Sadly, SURE-P has not fully taken advantage of these pivotal roles it is meant to play in the development of our critical infrastructure. To make matters worse, it is even speculated in some quarters that the organisation is serving the interest of a few individuals and groups who have hijacked it. But it could still redeem its image if it does the right thing. And for me, the starting point should be its willingness to submit to the power of the people which the legislature represents.

Yet, if you ask me, I would still say SURE-P is a fitting gesture from a government that desires and speaks transformation like no one before it. But the question is:  how much of this long and winding road to transformation are government officials willing to travel, at least with the conduct of public officers to issues of public interest lately? Why would ministers and senior government officials fail in their duty as helpers and supporters of their principal, even in critical areas?  There is something seriously wrong with our democracy if ministers continually disparage our legislature and manage to go on without any form of reprimand.

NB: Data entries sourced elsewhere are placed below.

PR #635, opened 2026-07-10
docs: add Go code quality & security checks and bump Go version to 1.26+

euxaristia:
This PR adds instructions to run Go formatting, vetting, linting, and vulnerability checks to README/AGENTS.md, and bumps the documented Go requirement/badges from 1.25+ to 1.26+.

## Summary by CodeRabbit

- **Documentation**
  - Updated Go version requirements to **Go 1.26.5+** across English and Chinese docs, including installation and “from source” build steps.
  - Added a **Development → Code Quality and Security Checks** checklist for commit preparation (formatting, vetting, linting, and vulnerability scanning).
  - Added a new **EXTENDING** guide covering project instruction discovery, skills, hooks, MCP, and plugin configuration.
- **Chores**
  - Rewrote **AGENTS.md** with clearer repository conventions for AI coding agents, including required quality/security checks and guidance when checks can’t run.

PR #655, opened 2026-07-10
feat(aimlapi): AI/ML API provider with guided onboarding (top-up + key issuance)

### LINKED ISSUE #651: AI/ML API provider: guided onboarding (top-up + key issuance)
### Problem

Zero has no first-class way to get started with AI/ML API (aimlapi.com), an
OpenAI-compatible aggregating gateway that fronts 1000+ models. A new user has
to leave the CLI, create an account on the website, top up a balance, copy an
API key, and paste it back into a provider profile by hand.

### Requested behavior

Add AI/ML API as a built-in provider with a guided TUI onboarding sub-flow that:
- takes an existing API key, or
- signs the user in by email and tops up the balance via the hosted
  partner-checkout page, then writes the issued key straight into the provider
  profile.
The provider is registered in the catalog (default model + OpenAI-compatible
base URL) and sends the partner attribution headers on inference requests.
Default endpoints point at production and each is overridable via AIMLAPI_*_URL
env vars for local/staging testing.

### Why it belongs in Zero

It removes the biggest onboarding friction for a large multi-model gateway:
users go from "no provider" to a working, funded key without leaving the TUI.
It follows the existing provider-catalog + onboarding-wizard patterns, so it is
additive and consistent with how other providers are surfaced.

- Manual setup: add a custom OpenAI-compatible endpoint and paste a key obtained
  from the website. Works, but loses the guided top-up and partner attribution.
- Documentation only (a how-to in the README) — does not solve the in-CLI
  top-up / key-issuance step.

Based on the working AI/ML API integration in OpenClaude, reworked and polished
for a smoother onboarding experience in Zero. Screenshots of the onboarding
screen to be attached.

Lookoff-AIMLAPI:
## AI/ML API guided onboarding

Adds [AI/ML API](https://aimlapi.com) (aimlapi.com) as a built-in provider with a guided TUI onboarding sub-flow. Instead of leaving the CLI to register, top up, and paste a key by hand, the user goes from "no provider" to a working, funded key without leaving Zero.

Reached from both the first-run setup and the `/provider` wizard by picking **aimlapi.com** from the provider list.

Fixes #651

### Onboarding paths
- **Have a key** — paste it; the key is validated against `/v1/billing/balance` and saved. A low balance offers an optional top-up.
- **New / email** — sign in by email code (or passwordless sign-up), then top up via the hosted partner-checkout page. The browser opens the checkout, the CLI polls the session, and the issued key is written into the provider profile on success.

### Changes
- `internal/aimlapi` — OpenAI-compatible client, partner-checkout top-up with streamed progress, email/key validation, and endpoint config.
- `providercatalog` / `providermodelcatalog` — register the aimlapi provider (badged recommended) with default headers and a curated model list.
- `tui` — the shared `aimlapiOnboardState` sub-flow, wired into the provider wizard and first-run onboarding; the spinner tick stays alive during the async waits.
- `cli` / `config` — merge the provider's custom headers into `providers add aimlapi` and catalog-resolved profiles.

### Implementation notes
- Took the working OpenClaude integration as a reference and reworked it for a smoother onboarding experience in Zero.
- The sub-flow owns all of its own state and transitions behind a pointer; the two host surfaces only route keys + async messages into it and read the terminal result.
- No new runtime dependencies; endpoints and partner id are overridable via env.

### Testing
- `gofmt`, `go vet ./...`, `go build ./...`, and `go test ./...` pass locally (all packages).
- `go run ./cmd/zero-release build` + `smoke`, `zero-perf-bench --ci`, and `govulncheck ./...` pass — the blocking gates of the three CI jobs.
- New tests cover `internal/aimlapi` (client, config, onboarding) and the `internal/tui` onboarding flow.
- `-race` was not run locally (no cgo toolchain on the dev box); CI's `go test ./...` covers the suite.

## Summary by CodeRabbit

* **New Features**
  * Added AIMLAPI as a recommended provider with an expanded model preset catalog.
  * Introduced a guided AIMLAPI onboarding flow (API key or passwordless email verification) with automated API key provisioning.
  * Added session-based partner checkout with payment progress, browser checkout links, balance checking, optional auto top-up, and by-key top-ups (with resume support).
  * Added environment-driven endpoint and return-URL configuration.
  * Extended the provider wizard to reuse existing AIMLAPI credentials and show a “configured” preflight step.
* **Bug Fixes**
  * Improved header merging/overrides and refined AIMLAPI TUI link rendering, spinner/progress transitions, and back-navigation.
* **Tests**
  * Added/expanded AIMLAPI client, config, onboarding, provider wizard, and streaming top-up test coverage.

### DIFF
--- a/.gitignore
+++ b/.gitignore
@@ -41,7 +41,6 @@ report.[0-9]_.[0-9]_.[0-9]_.[0-9]_.json
 
 /zero
 /zero.exe
-/zero.exe~
 /zero-windows-command-runner.exe
 /zero-windows-sandbox-setup.exe
 /zero-skills
--- a/.gitignore
+++ b/.gitignore
@@ -41,6 +41,7 @@ report.[0-9]_.[0-9]_.[0-9]_.[0-9]_.json
 
 /zero
 /zero.exe
+/zero.exe~
 /zero-windows-command-runner.exe
 /zero-windows-sandbox-setup.exe
 /zero-skills
--- a/internal/aimlapi/client.go
+++ b/internal/aimlapi/client.go
@@ -75,6 +75,22 @@ type ExchangeResult struct {
 	APIKeyID string `json:"apiKeyId"`
 }
 
+// TopUpByKeyRequest funds a partner-checkout session with the API key that owns
+// the account (Path A / env key), instead of an email session.
+type TopUpByKeyRequest struct {
+	SessionToken     string
+	AmountUSDMinor   int
+	PaymentSessionID string // idempotency: same id → same checkout, never a second charge
+	AutoTopUp        bool   // enroll the account in automatic top-up at checkout (card, saved off-session)
+	SuccessURL       string
+	CancelURL        string
+}
+
+// TopUpByKeyResult is the hosted checkout returned by TopUpByKey.
+type TopUpByKeyResult struct {
+	Checkout PaymentSession `json:"checkout"`
+}
+
 // APIError is a non-2xx HTTP response from the aimlapi.com API. Status carries the
 // code so callers can branch (e.g. 401 = bad key, 5xx = retryable).
 type APIError struct {
@@ -156,6 +172,41 @@ func (c *Client) Exchange(ctx context.Context, bearer string, sessionToken strin
 	var result ExchangeResult
 	err := c.request(ctx, http.MethodPost, strings.TrimRight(c.endpoints.AppBaseURL, "/")+"/v3/partner-checkout/sessions/"+urlPathEscape(sessionToken)+"/exchange", bearer, nil, &result)
 	return result, err
+}
+
+// TopUpByKey funds a partner-checkout session using the raw API key that owns the
+// account (Path A / env key), returning the hosted checkout. It binds the session
+// to the key's account server-side, so no email session is needed and no key is
+// exchanged. req.PaymentSessionID makes a retry idempotent (same id → same
+// checkout, never a second charge).
+func (c *Client) TopUpByKey(ctx context.Context, apiKey string, req TopUpByKeyRequest) (TopUpByKeyResult, error) {
+	body := map[string]any{
+		"sessionToken":     req.SessionToken,
+		"amountUsdMinor":   req.AmountUSDMinor,
+		"paymentSessionId": req.PaymentSessionID,
+	}
+	if req.AutoTopUp {
+		body["autoTopUp"] = true
+	}
+	if strings.TrimSpace(req.SuccessURL) != "" {
+		body["successUrl"] = strings.TrimSpace(req.SuccessURL)
+	}
+	if strings.TrimSpace(req.CancelURL) != "" {
+		body["cancelUrl"] = strings.TrimSpace(req.CancelURL)
+	}
+	var result TopUpByKeyResult
+	err := c.request(ctx, http.MethodPost, c.billingV2URL("/billing/topup"), apiKey, body, &result)
+	return result, err
+}
+
+// billingV2URL builds a v2 billing API URL from the inference base. The top-up
+// endpoint lives next to the balance endpoint on the API gateway, one version up
+// (".../v1" → ".../v2/billing/..."), so it re-anchors the version while keeping any
+// host/prefix an override supplied.
+func (c *Client) billingV2URL(path string) string {
+	base := strings.TrimRight(strings.TrimSpace(c.endpoints.InferenceBaseURL), "/")
+	base = strings.TrimSuffix(base, "/v1")
+	return strings.TrimRight(base, "/") + "/v2" + path
 }
 
 func (c *Client) request(ctx context.Context, method string, endpoint string, bearer string, body any, out any) error {
--- a/internal/aimlapi/client.go
+++ b/internal/aimlapi/client.go
@@ -1,0 +1,182 @@
+package aimlapi
+
+import (
+	"bytes"
+	"context"
+	"encoding/json"
+	"fmt"
+	"io"
+	"net/http"
+	"net/url"
+	"strings"
+	"time"
+)
+
+type PaymentMethod string
+
+const (
+	PaymentMethodCard   PaymentMethod = "card"
+	PaymentMethodCrypto PaymentMethod = "crypto"
+)
+
+type SessionStatus string
+
+const (
+	SessionStatusPendingAuth    SessionStatus = "pending_auth"
+	SessionStatusPendingPayment SessionStatus = "pending_payment"
+	SessionStatusPaid           SessionStatus = "paid"
+	SessionStatusExchanging     SessionStatus = "exchanging"
+	SessionStatusExchanged      SessionStatus = "exchanged"
+	SessionStatusCancelled      SessionStatus = "cancelled"
+	SessionStatusExpired        SessionStatus = "expired"
+	SessionStatusFailed         SessionStatus = "failed"
+)
+
+type AuthResult struct {
+	Token string `json:"token"`
+	Exp   int64  `json:"exp"`
+}
+
+type PartnerCheckoutSession struct {
+	ID             string        `json:"id"`
+	SessionToken   string        `json:"sessionToken"`
+	PartnerID      string        `json:"partnerId"`
+	PartnerName    *string       `json:"partnerName"`
+	UserID         *int64        `json:"userId"`
+	AmountUSDMinor *int64        `json:"amountUsdMinor"`
+	Status         SessionStatus `json:"status"`
+	IssuedKeyID    *string       `json:"issuedKeyId"`
+	ReturnURL      *string       `json:"returnUrl"`
+}
+
+type PaymentSession struct {
+	ProviderSessionID string `json:"providerSessionId"`
+	PayURL            string `json:"payUrl"`
+}
+
+type PayResult struct {
+	Checkout        PaymentSession         `json:"checkout"`
+	PartnerCheckout PartnerCheckoutSession `json:"partnerCheckout"`
+}
+
+type ExchangeResult struct {
+	APIKey   string `json:"apiKey"`
+	APIKeyID string `json:"apiKeyId"`
+}
+
+type APIError struct {
+	Message string
+	Status  int
+	Body    string
+}
+
+func (e APIError) Error() string {
+	if strings.TrimSpace(e.Body) != "" {
+		return fmt.Sprintf("%s: HTTP %d: %s", e.Message, e.Status, strings.TrimSpace(e.Body))
+	}
+	return fmt.Sprintf("%s: HTTP %d", e.Message, e.Status)
+}
+
+type Client struct {
+	endpoints  Endpoints
+	httpClient *http.Client
+}
+
+func NewClient(endpoints Endpoints, httpClient *http.Client) *Client {
+	if httpClient == nil {
+		httpClient = &http.Client{Timeout: 60 * time.Second}
+	}
+	return &Client{endpoints: endpoints, httpClient: httpClient}
+}
+
+func (c *Client) CreateSession(ctx context.Context, partnerID string, partnerName string, returnURL string) (PartnerCheckoutSession, error) {
+	body := map[string]any{"partnerId": partnerID}
+	if strings.TrimSpace(partnerName) != "" {
+		body["partnerName"] = strings.TrimSpace(partnerName)
+	}
+	if strings.TrimSpace(returnURL) != "" {
+		body["returnUrl"] = strings.TrimSpace(returnURL)
+	}
+	var result PartnerCheckoutSession
+	err := c.request(ctx, http.MethodPost, strings.TrimRight(c.endpoints.AppBaseURL, "/")+"/v3/partner-checkout/sessions", "", body, &result)
+	return result, err
+}
+
+func (c *Client) GetSession(ctx context.Context, sessionToken string) (PartnerCheckoutSession, error) {
+	var result PartnerCheckoutSession
+	err := c.request(ctx, http.MethodGet, strings.TrimRight(c.endpoints.AppBaseURL, "/")+"/v3/partner-checkout/sessions/"+urlPathEscape(sessionToken), "", nil, &result)
+	return result, err
+}
+
+func (c *Client) Pay(ctx context.Context, bearer string, sessionToken string, amountUSDMinor int, method PaymentMethod, successURL string, cancelURL string, autoTopUp bool) (PayResult, error) {
+	body := map[string]any{
+		"amountUsdMinor": amountUSDMinor,
+		"method":         method,
+	}
+	if strings.TrimSpace(successURL) != "" {
+		body["successUrl"] = strings.TrimSpace(successURL)
+	}
+	if strings.TrimSpace(cancelURL) != "" {
+		body["cancelUrl"] = strings.TrimSpace(cancelURL)
+	}
+	// Only sent when enabled: the field enrolls the account in automatic top-up.
+	// The gateway ValidationPipe does not whitelist, so it passes through today and
+	// is honoured once the backend adds support (see AIMLAPI-AUTOTOPUP-TZ.md).
+	if autoTopUp {
+		body["autoTopUp"] = true
+	}
+	var result PayResult
+	err := c.request(ctx, http.MethodPost, strings.TrimRight(c.endpoints.AppBaseURL, "/")+"/v3/partner-checkout/sessions/"+urlPathEscape(sessionToken)+"/pay", bearer, body, &result)
+	return result, err
+}
+
+func (c *Client) Exchange(ctx context.Context, bearer string, sessionToken string) (ExchangeResult, error) {
+	var result ExchangeResult
+	err := c.request(ctx, http.MethodPost, strings.TrimRight(c.endpoints.AppBaseURL, "/")+"/v3/partner-checkout/sessions/"+urlPathEscape(sessionToken)+"/exchange", bearer, nil, &result)
+	return result, err
+}
+
+func (c *Client) request(ctx context.Context, method string, endpoint string, bearer string, body any, out any) error {
+	var reader io.Reader
+	if body != nil {
+		data, err := json.Marshal(body)
+		if err != nil {
+			return err
+		}
+		reader = bytes.NewReader(data)
+	}
+	request, err := http.NewRequestWithContext(ctx, method, endpoint, reader)
+	if err != nil {
+		return err
+	}
+	request.Header.Set("Accept", "application/json")
+	if body != nil {
+		request.Header.Set("Content-Type", "application/json")
+	}
+	if strings.TrimSpace(bearer) != "" {
+		request.Header.Set("Authorization", "Bearer "+strings.TrimSpace(bearer))
+	}
+	response, err := c.httpClient.Do(request)
+	if err != nil {
+		return fmt.Errorf("network request to %s failed: %w", endpoint, err)
+	}
+	defer response.Body.Close()
+	text, readErr := io.ReadAll(io.LimitReader(response.Body, 1<<20))
+	if readErr != nil {
+		return readErr
+	}
+	if response.StatusCode < 200 || response.StatusCode >= 300 {
+		return APIError{Message: method + " " + endpoint, Status: response.StatusCode, Body: string(text)}
+	}
+	if out == nil || len(text) == 0 {
+		return nil
+	}
+	if err := json.Unmarshal(text, out); err != nil {
+		return APIError{Message: method + " " + endpoint + " returned non-JSON body", Status: response.StatusCode, Body: string(text)}
+	}
+	return nil
+}
+
+func urlPathEscape(value string) string {
+	return url.PathEscape(value)
+}
--- a/internal/aimlapi/client.go
+++ b/internal/aimlapi/client.go
@@ -146,10 +146,11 @@ func (c *Client) GetSession(ctx context.Context, sessionToken string) (PartnerCh
 
 // Pay initiates payment for a session and returns the hosted checkout URL.
 // autoTopUp enrolls the account in automatic top-up at checkout time.
-func (c *Client) Pay(ctx context.Context, bearer string, sessionToken string, amountUSDMinor int, method PaymentMethod, successURL string, cancelURL string, autoTopUp bool) (PayResult, error) {
+func (c *Client) Pay(ctx context.Context, bearer string, sessionToken string, amountUSDMinor int, paymentSessionID string, method PaymentMethod, successURL string, cancelURL string, autoTopUp bool) (PayResult, error) {
 	body := map[string]any{
-		"amountUsdMinor": amountUSDMinor,
-		"method":         method,
+		"amountUsdMinor":   amountUSDMinor,
+		"paymentSessionId": paymentSessionID,
+		"method":           method,
 	}
 	if strings.TrimSpace(successURL) != "" {
 		body["successUrl"] = strings.TrimSpace(successURL)
--- a/internal/aimlapi/client.go
+++ b/internal/aimlapi/client.go
@@ -242,8 +242,11 @@ func (c *Client) request(ctx context.Context, method string, endpoint string, be
 	if response.StatusCode < 200 || response.StatusCode >= 300 {
 		return APIError{Message: method + " " + endpoint, Status: response.StatusCode, Body: string(text)}
 	}
-	if out == nil || len(text) == 0 {
+	if out == nil {
 		return nil
+	}
+	if len(bytes.TrimSpace(text)) == 0 {
+		return APIError{Message: method + " " + endpoint + " returned empty body", Status: response.StatusCode}
 	}
 	if err := json.Unmarshal(text, out); err != nil {
 		return APIError{Message: method + " " + endpoint + " returned non-JSON body", Status: response.StatusCode, Body: string(text)}
--- a/internal/aimlapi/client.go
+++ b/internal/aimlapi/client.go
@@ -12,6 +12,7 @@ import (
 	"time"
 )
 
+// PaymentMethod selects how a partner-checkout top-up is paid for.
 type PaymentMethod string
 
 const (
@@ -19,6 +20,8 @@ const (
 	PaymentMethodCrypto PaymentMethod = "crypto"
 )
 
+// SessionStatus is the lifecycle state of a partner-checkout session, as reported
+// by the aimlapi.com backend while polling for payment.
 type SessionStatus string
 
 const (
@@ -32,11 +35,14 @@ const (
 	SessionStatusFailed         SessionStatus = "failed"
 )
 
+// AuthResult is the bearer token minted by a passwordless sign-in / sign-up.
 type AuthResult struct {
 	Token string `json:"token"`
 	Exp   int64  `json:"exp"`
 }
 
+// PartnerCheckoutSession is a partner-attributed top-up session; its SessionToken
+// addresses it on later pay/exchange/poll calls.
 type PartnerCheckoutSession struct {
 	ID             string        `json:"id"`
 	SessionToken   string        `json:"sessionToken"`
@@ -49,27 +55,35 @@ type PartnerCheckoutSession struct {
 	ReturnURL      *string       `json:"returnUrl"`
 }
 
+// PaymentSession is the hosted payment-provider checkout; PayURL is the page the
+// user opens to pay.
 type PaymentSession struct {
 	ProviderSessionID string `json:"providerSessionId"`
 	PayURL            string `json:"payUrl"`
 }
 
+// PayResult pairs the hosted checkout with the updated partner-checkout session
+// returned when a top-up payment is initiated.
 type PayResult struct {
 	Checkout        PaymentSession         `json:"checkout"`
 	PartnerCheckout PartnerCheckoutSession `json:"partnerCheckout"`
 }
 
+// ExchangeResult holds the API key minted when a paid session is exchanged.
 type ExchangeResult struct {
 	APIKey   string `json:"apiKey"`
 	APIKeyID string `json:"apiKeyId"`
 }
 
+// APIError is a non-2xx HTTP response from the aimlapi.com API. Status carries the
+// code so callers can branch (e.g. 401 = bad key, 5xx = retryable).
 type APIError struct {
 	Message string
 	Status  int
 	Body    string
 }
 
+// Error renders the method, endpoint, status, and (when present) the response body.
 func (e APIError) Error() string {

However, the only consolation as far as I am concerned, that is in this instance, is that these ministers and heads of concerned agencies who snubbed the House have a match in Dakuku Peterside, lead chairman of the joint committee. Peterside who has a robust civil society and public administration background, has already expressed his colleagues’ displeasure with the attitude of the ministers. This discontentment by the legislature has also quietly set the tone of what may come if what happened on January 22 repeats itself on the re-scheduled date.

I believe that for us to make the required progress as a country, we must be prepared to take on some individuals who are deceived by the high offices they occupy. For me, the issues at stake in this SURE-P public hearing are germane. After all, they bear on accountability and the rule of law and no democracy can thrive without due process. This is why we must support our law makers. I however wish to challenge them to invoke the necessary laws, if necessary, to ensure that erring officers are tried and convicted as stipulated by the Legislative Houses (Powers and Privileges) Act as amended. Those appointed to public office must show humility and a strong sense of duty. A minister must at all times be guided by his oath which essentially borders on service to his or her fatherland. And anyone who personalises his office for whatever reason should be sanctioned appropriately.

Let us not forget in a hurry that the legislature is for the people and therefore it must consistently serve the common good. And when they genuinely serve our interest, like they are doing in this SURE-P issue, we must encourage them.  We must also constantly remind ministers and those in very high executive positions that it was by the resolution and approval of the National Assembly that they became ministers. It is also by the resolution and approval of the legislature that they receive appropriation and thus money to spend. It is also interesting to note that it is by the appropriation of the National Assembly that they have access to SURE-P money to spend in their various ministries, agencies and departments. Therefore, we all must move, and very speedily too, from State house democracy to peoples democracy where accountability holds sway. This is the way to go.